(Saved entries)
PR #2187, opened 2022-11-30
stars was added

Nikita211112:
https://Nikita211112.github.io/layout_stars/

https://Nikita211112.github.io/layout_stars/report/html_report/

I'm not sure that I correctly executed the code in css. From the rules for the task, I realized that you can’t add a second class to the block  'stars__star' like this (class='stars__star stars__star--active'  - for adding a yellow star)

### DIFF
--- a/src/style.css
+++ b/src/style.css
@@ -1,0 +1,43 @@
+* {
+  box-sizing: border-box;
+}
+
+body {
+  margin: 0;
+}
+
+.stars {
+  display: flex;
+}
+
+.stars__star {
+  width: 16px;
+  height: 16px;
+  background-image: url(images/star.svg);
+  background-repeat: no-repeat;
+  background-position: center;
+}
+
+.stars__star + .stars__star {
+  margin-left: 4px;
+}
+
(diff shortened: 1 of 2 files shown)


src/style.css
```diff
@@ -0,0 +1,43 @@
...
+  background-image: url(images/star-active.svg);
+}
+
+.stars--4 > .stars__star:nth-child(-n + 4) {
+  background-image: url(images/star-active.svg);
+}
+
+.stars--5 > .stars__star:nth-child(-n + 5) {
+  background-image: url(images/star-active.svg);
+}
```
Viktor-Kost, line 43: Group 

```suggestion
.stars--1 > .stars__star:nth-child(-n + 1),
.stars--2 > .stars__star:nth-child(-n + 2),
.................... {
  background-image: url(images/star-active.svg);
}
```

Viktor-Kost (changes requested):

src/style.css
Nikita211112: > Group

ready

Viktor-Kost (approved):
GJ 👍

PR #2215, opened 2022-12-06
Develop

ihor-soloviov:
- [DEMO LINK](https://ihor-soloviov.github.io/layout_stars/)
- [TEST REPORT LINK](https://ihor-soloviov.github.io/layout_stars/report/html_report/)


src/style.css
```diff
@@ -0,0 +1,36 @@
+* {
+  margin: 0;
+}
```
Anna-Tkachenko, line 3: don't reset margins using * selector

src/style.css
```diff
@@ -0,0 +1,36 @@
...
+
+.stars--0 .stars__star,
+.stars--1 .stars__star,
+.stars--2 .stars__star,
+.stars--3 .stars__star,
+.stars--4 .stars__star,
+.stars--5 .stars__star {
+  background-position: center;
+  background-repeat: no-repeat;
```
Anna-Tkachenko, line 27: move these styles to the main stars__star class

Anna-Tkachenko (changes requested):

Anna-Tkachenko (approved):
⭐️

PR #2225, opened 2022-12-07
add stars block

Dashaverz:
https://Dashaverz.github.io/layout_stars/
https://Dashaverz.github.io/layout_stars/report/html_report/


src/style.css
```diff
@@ -0,0 +1,24 @@
...
+  display: flex;
+}
+
+.stars__star {
+  background: url(./images/star-active.svg);
+  width: 16px;
+  height: 16px;
+  background-repeat: no-repeat;
+  background-position: center;
+  margin-right: 4px;
```
Anna-Tkachenko, line 15: will be good to reset margin-right for the last star

Anna-Tkachenko (approved):
⭐️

* GOAL OF THE EXERCISE *
Repeat the data in its entirety, exactly as written.

* REPLY *
PR #2187, opened 2022-11-30
stars was added

Nikita211112:
https://Nikita211112.github.io/layout_stars/

https://Nikita211112.github.io/layout_stars/report/html_report/

I'm not sure that I correctly executed the code in css. From the rules for the task, I realized that you can’t add a second class to the block  'stars__star' like this (class='stars__star stars__star--active'  - for adding a yellow star)

### DIFF
--- a/src/style.css
+++ b/src/style.css
@@ -1,0 +1,43 @@
+* {
+  box-sizing: border-box;
+}
+
+body {
+  margin: 0;
+}
+
+.stars {
+  display: flex;
+}
+
+.stars__star {
+  width: 16px;
+  height: 16px;
+  background-image: url(images/star.svg);
+  background-repeat: no-repeat;
+  background-position: center;
+}
+
+.stars__star + .stars__star {
+  margin-left: 4px;
+}
+
(diff shortened: 1 of 2 files shown)


src/style.css
```diff
@@ -0,0 +1,43 @@
...
+  background-image: url(images/star-active.svg);
+}
+
+.stars--4 > .stars__star:nth-child(-n + 4) {
+  background-image: url(images/star-active.svg);
+}
+
+.stars--5 > .stars__star:nth-child(-n + 5) {
+  background-image: url(images/star-active.svg);
+}
```
Viktor-Kost, line 43: Group 

```suggestion
.stars--1 > .stars__star:nth-child(-n + 1),
.stars--2 > .stars__star:nth-child(-n + 2),
.................... {
  background-image: url(images/star-active.svg);
}
```

Viktor-Kost (changes requested):

src/style.css
Nikita211112: > Group

ready

Viktor-Kost (approved):
GJ 👍

PR #2215, opened 2022-12-06
Develop

ihor-soloviov:
- [DEMO LINK](https://ihor-soloviov.github.io/layout_stars/)
- [TEST REPORT LINK](https://ihor-soloviov.github.io/layout_stars/report/html_report/)


src/style.css
```diff
@@ -0,0 +1,36 @@
+* {
+  margin: 0;
+}
```
Anna-Tkachenko, line 3: don't reset margins using * selector

src/style.css
```diff
@@ -0,0 +1,36 @@
...
+
+.stars--0 .stars__star,
+.stars--1 .stars__star,
+.stars--2 .stars__star,
+.stars--3 .stars__star,
+.stars--4 .stars__star,
+.stars--5 .stars__star {
+  background-position: center;
+  background-repeat: no-repeat;
```
Anna-Tkachenko, line 27: move these styles to the main stars__star class

Anna-Tkachenko (changes requested):

Anna-Tkachenko (approved):
⭐️

PR #2225, opened 2022-12-07
add stars block

Dashaverz:
https://Dashaverz.github.io/layout_stars/
https://Dashaverz.github.io/layout_stars/report/html_report/


src/style.css
```diff
@@ -0,0 +1,24 @@
...
+  display: flex;
+}
+
+.stars__star {
+  background: url(./images/star-active.svg);
+  width: 16px;
+  height: 16px;
+  background-repeat: no-repeat;
+  background-position: center;
+  margin-right: 4px;
```
Anna-Tkachenko, line 15: will be good to reset margin-right for the last star

Anna-Tkachenko (approved):
⭐️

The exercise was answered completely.